History

United States
- Name: USS LST-50
- Builder: Dravo Corporation, Pittsburgh, Pennsylvania
- Laid down: 29 August 1943
- Launched: 16 October 1943
- Commissioned: 27 November 1943
- Decommissioned: 6 February 1946
- Reclassified: USS ARB-13 (Battle Damage Repair Ship), 14 November 1952
- Stricken: 8 September 1952
- Honours and awards: 3 battle stars (WWII)
- Fate: Transferred to Norway, 1952

Norway
- Name: HNoMS Ellida
- Acquired: 1952
- Identification: A534
- Fate: Returned to the United States, 1 July 1960

Greece
- Name: Sakipia
- Acquired: 16 September 1960
- Identification: A329
- Fate: Unknown

General characteristics
- Class & type: LST-1-class tank landing ship
- Displacement: 1,625 long tons (1,651 t) light; 4,080 long tons (4,145 t) full;
- Length: 328 ft (100 m)
- Beam: 50 ft (15 m)
- Draft: Unloaded:; Bow: 2 ft 4 in (0.71 m); Stern: 7 ft 6 in (2.29 m); Loaded :; Bow: 8 ft 2 in (2.49 m); Stern: 14 ft 1 in (4.29 m);
- Depth: 8 ft (2.4 m) forward, 14 ft 4 in (4.37 m) aft (full load)
- Propulsion: 2 General Motors 12-567 diesel engines, two shafts, twin rudders
- Speed: 12 knots (22 km/h; 14 mph)
- Boats & landing craft carried: Two or six LCVPs
- Troops: 14-16 officers, 131-147 enlisted men
- Complement: 7-9 officers, 104-120 enlisted men
- Armament: 2 × twin 40 mm gun mounts w/Mk.51 directors; 4 × single 40 mm gun mounts; 12 × single 20 mm gun mounts;

= USS LST-50 =

1943 LST-1-class tank landing ship

USS LST-50 was an built for the United States Navy during World War II.

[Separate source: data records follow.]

PR #645, opened 2023-05-18
Automatically unzip data if gzipped data is detected

### LINKED ISSUE #634: Automatically detect gzipped payloads and ungzip them
Many 3D Tiles and quantized-mesh generation tools gzip each file (e.g., tileset.json, tile.b3dm) by default. These gzipped files cause problems for cesium-native applications:

1. If the files are coming from a web server, that web server must be configured to include `Content-Encoding: gzip` in the response header, or else cesium-native will not be able to understand it.
2. If the files are loaded locally, there's no way to add a response header. Instead, the user has to manually gunzip all the files.

This comes up surprisingly often on the community forum. Someone tries to load some tileset, often from the local filesystem, and it doesn't work. The error message is generic, because all cesium-native knows is that the content makes no sense to it. So the user posts to the forum, we ask them to share their tileset with us, they do, we download it, hopefully notice rather quickly that the files are gzipped, tell the user this, and then they have to do one of the two things above to work around it.

So all in all, this is a hassle for users and also ends up taking up a lot of our time doing support for it. But we could easily avoid the whole thing just by looking for the magic bytes at the start of the file that indicate gzip, and automatically ungzipping the payload. Or, at the very least, we could tell the user their files are gzipped so they don't have to go to the community forum to find out.

joseph-kaile:
Fixes #634

Unreal: https://github.com/CesiumGS/cesium-unreal/pull/1097
Unity: https://github.com/CesiumGS/cesium-unity/pull/323

### DIFF
--- a/CesiumAsync/src/GunzipAssetAccessor.cpp
+++ b/CesiumAsync/src/GunzipAssetAccessor.cpp
@@ -5,11 +5,14 @@
 #include "CesiumUtility/Gunzip.h"
 
 namespace CesiumAsync {
+
+namespace {
+
 class GunzippedAssetResponse : public IAssetResponse {
 public:
   GunzippedAssetResponse(const IAssetResponse* pOther) noexcept
       : _pAssetResponse{pOther} {
-    _dataValid = CesiumUtility::gunzip(
+    this->_dataValid = CesiumUtility::gunzip(
         this->_pAssetResponse->data(),
         this->_gunzippedData);
   }
@@ -27,8 +30,8 @@ public:
   }
 
   virtual gsl::span<const std::byte> data() const noexcept override {
-    return _dataValid ? gsl::span(_gunzippedData.data(), _gunzippedData.size())
-                      : _pAssetResponse->data();
+    return this->_dataValid ? this->_gunzippedData
+                            : this->_pAssetResponse->data();
   }
 
 private:
@@ -39,8 +42,9 @@ private:
 
 class GunzippedAssetRequest : public IAssetRequest {
 public:
-  GunzippedAssetRequest(std::shared_ptr<IAssetRequest>& pOther)
-      : _pAssetRequest(pOther), _AssetResponse(pOther->response()){};
+  GunzippedAssetRequest(std::shared_ptr<IAssetRequest>&& pOther)
+      : _pAssetRequest(std::move(pOther)),
+        _AssetResponse(_pAssetRequest->response()){};
   virtual const std::string& method() const noexcept override {
     return this->_pAssetRequest->method();
   }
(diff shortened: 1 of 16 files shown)


kring:
This looks great @joseph-kaile! Just one suggestion: let's make the gunzip capability into a separate asset accessor decorator rather than building it into the CacheAssetAccessor decorator. There's no reason those two orthogonal behaviors - caching and gunzipping - need to inhabit the same class. With a separate `GunzipAssetAccessor`, it's easy to compose an accessor with all the behaviors we need, like `GunzipAssetAccessor(CachingAssetAccessor(UnrealAssetAccessor))`.

CesiumAsync/src/GunzipAssetAccessor.cpp
```diff
@@ -0,0 +1,100 @@
...
+}
+
+Future<std::shared_ptr<IAssetRequest>> GunzipAssetAccessor::request(
+    const AsyncSystem& asyncSystem,
+    const std::string& verb,
+    const std::string& url,
+    const std::vector<THeader>& headers,
+    const gsl::span<const std::byte>& contentPayload) {
+  return this->_pAssetAccessor
+      ->request(asyncSystem, verb, url, headers, contentPayload);
```
kring, line 96: This one should gunzip the response as well. Unless there's some particular difficulty there that I haven't thought of? It should be almost identical to `get`, I think.

CesiumAsync/src/GunzipAssetAccessor.cpp
```diff
@@ -0,0 +1,100 @@
...
+    const std::string& url,
+    const std::vector<THeader>& headers) {
+  return this->_pAssetAccessor->get(asyncSystem, url, headers)
+      .thenImmediately([](std::shared_ptr<IAssetRequest>&& pCompletedRequest) {
+        const IAssetResponse* pResponse = pCompletedRequest->response();
+        if (!pResponse) {
+          return std::move(pCompletedRequest);
+        }
+        if (CesiumUtility::isGzip(pResponse->data())) {
+          pCompletedRequest = std::make_shared<GunzippedAssetRequest>(
```
kring, line 82: gunzip is pretty fast, so maybe it doesn't matter... but the `thenImmediately` here means that the actual gunzip operation may be run in any old thread. I think it would make sense to delegate the gunzipping operation to an actual worker. But you don't want to switch to a worker for the `isGzip`, so you can't just change the `thenImmediately` to a `thenInWorkerThread`. Instead, leave it as a `thenImmediately` and change this section to something like this (untested):

```cpp
if (CesiumUtility::isGzip(pResponse->data())) {
  return asyncSystem.runInWorkerThread([pCompletedRequest]() mutable {
    return std::make_shared<GunzippedAssetRequest>(
GunzippedAssetRequest(std::move(pCompletedRequest)));
  });
}
```

CesiumAsync/src/GunzipAssetAccessor.cpp
```diff
@@ -0,0 +1,100 @@
...
+
+private:
+  const IAssetResponse* _pAssetResponse;
+  std::vector<std::byte> _gunzippedData;
+  bool _dataValid;
+};
+
+class GunzippedAssetRequest : public IAssetRequest {
+public:
+  GunzippedAssetRequest(std::shared_ptr<IAssetRequest>& pOther)
```
kring, line 42: This should be `&&`, and the place that calls it will need a std::move.

kring (commented):
This is looking great! Just a couple more small things.

kring:
Thanks @joseph-kaile!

LST-50 was laid down on 29 August 1943 at Pittsburgh, Pennsylvania by the Dravo Corporation; launched on 16 October 1943; sponsored by Mrs. Tito Tarquinio; and commissioned on 27 November 1943.

==Service history==

===US Navy, 1942-1946===
The tank landing ship was initially assigned to the European Theater and participated in the invasion of Normandy between 6 and 25 June 1944 and the invasion of southern France between 15 August and 25 September 1944. She was later transferred to the Asiatic-Pacific Theater of operations where she took part in the Okinawa assault between 18 and 30 June 1945. Following the war, LST-50 performed occupation duty in the Far East until early February 1946. Upon her return to the United States, the ship was decommissioned on 6 February 1946 and was struck from the Naval Vessel Register on 8 September 1952.

===Norway & Greece, 1952-===
On 14 November 1952, she was redesignated USS ARB-13 and transferred to Norway as HNoMS Ellida (A534). She was returned to the United States on 1 July 1960, but was retransferred to Greece on 16 September 1960 and served with the Greek Navy as Sakipia (A329). Her final fate is unknown.

LST-50 earned three battle stars for World War II service.